Enbridge wants to see Nessel v Enbridge heard in the U.S. District Court for the Western District of Michigan, and to be ruled on by the same judge dealing with the company’s separate federal lawsuit that seeks to firmly establish a federal agency, not Michigan, as the sole regulatory power over Line 5.
“The consolidation in the same court of the attorney general’s case with Enbridge’s pending federal case challenging the right of State officials to close Line 5 will allow a single judge to rule on the closely related issues in these two cases. Enbridge looks forward to a prompt resolution of both cases,” spokesperson Ryan Duffy said Wednesday evening.
If the company is successful, Attorney General Dana Nessel will have exhausted her attempts to shut down the Line 5 oil pipeline within the confines of a state court — a jurisdiction which is considered significantly more favorable for her and Gov. Gretchen Whitmer than a federal court would be.
Enbridge filed a motion Wednesday to move the Nessel v Enbridge lawsuit to federal court and out of the hands of the Ingham County circuit court it has been in since the AG filed the challenge in June 2019.
Whitmer and Nessel strategically dropped Whitmer v Enbridge last month, a newer shutdown lawsuit from the Democratic governor, after Enbridge successfully removed it to federal court.
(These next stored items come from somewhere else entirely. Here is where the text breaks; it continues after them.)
PR #170, opened 2017-05-23
dc no longer passes a terminal to the intLiteral abstract production.

remexre:
Also, should I change the left-hand-sides of all the productions to `top`, to fit with what we do in other grammars?

### DIFF
--- a/tutorials/dc/AbstractSyntax.sv
+++ b/tutorials/dc/AbstractSyntax.sv
@@ -57,9 +57,9 @@ quo::Expr ::= l::Expr r::Expr
 }
 
 abstract production integerConstant
-e::Expr ::= i::IntLit_t
+e::Expr ::= i::Integer
 {
- e.pp = i.lexeme ;
- e.value = toInt(i.lexeme);
+ e.pp = toString(i);
+ e.value = i;
 }
 
--- a/tutorials/dc/BetterPP.sv
+++ b/tutorials/dc/BetterPP.sv
@@ -108,7 +108,7 @@ quo::Expr ::= l::Expr r::Expr
 }
 
 aspect production integerConstant
-e::Expr ::= i::IntLit_t
+e::Expr ::= i::Integer
 {
- e.bpp = i.lexeme ;
+ e.bpp = toString(i);
 }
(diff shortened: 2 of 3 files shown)


ericvanwyk:
<rant>No, do not change all lhs to 'top'.  This is not an established
convention and is, frankly, something that I do not like very much.  If
they all have the same name, then why bother giving the lhs a name...</rant>

remexre:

The strategy was to dismiss the federal case Whitmer likely couldn’t win, while instead putting the state’s bets on Nessel’s 2019 lawsuit in Ingham County.

Enbridge now threatens to evade that strategy with Wednesday’s motion for removal.
“This is an outrageous maneuver by Enbridge that flies in the face of federal law, which clearly establishes the process to remove a suit must be initiated within 30 days,” Nessel said in response to Wednesday’s filing. “We will address this flagrant attempt to undermine that process in court and remain fervently committed to our belief that the fate of Michigan’s greatest natural resources should be determined in a Michigan court.
“Our residents deserve more than a company who seeks to profit from our natural resources while at the same time attempting to evade legal review of their actions by our state’s courts,” Nessel wrote.
According to the American Bar Association, a defendant has 30 days from the time a case is served to remove it to federal court. If the case becomes removable later — i.e. the plaintiff adds new claims, more defendants join and/or the case increases the amount in controversy — there is typically a 30-day deadline from the date of the operative event that makes it removable.
But in many situations, a defendant cannot remove a case if more than one year has elapsed since the lawsuit was first filed.
Nessel originally filed Nessel v Enbridge on June 27, 2019. It has been dormant since last winter as Whitmer fought a separate legal battle to shut down Line 5, but was scheduled to pick back up with a status conference slated for Jan. 7.
“Enbridge’s only legal tactic appears to be delay, and more delay,” said Beth Wallace, Great Lakes campaign manager for the National Wildlife Federation (NWF) on Thursday. “This latest desperate ploy is over a year too late and is designed to waste time, keeping the Great Lakes at risk while spending millions to mislead the public.”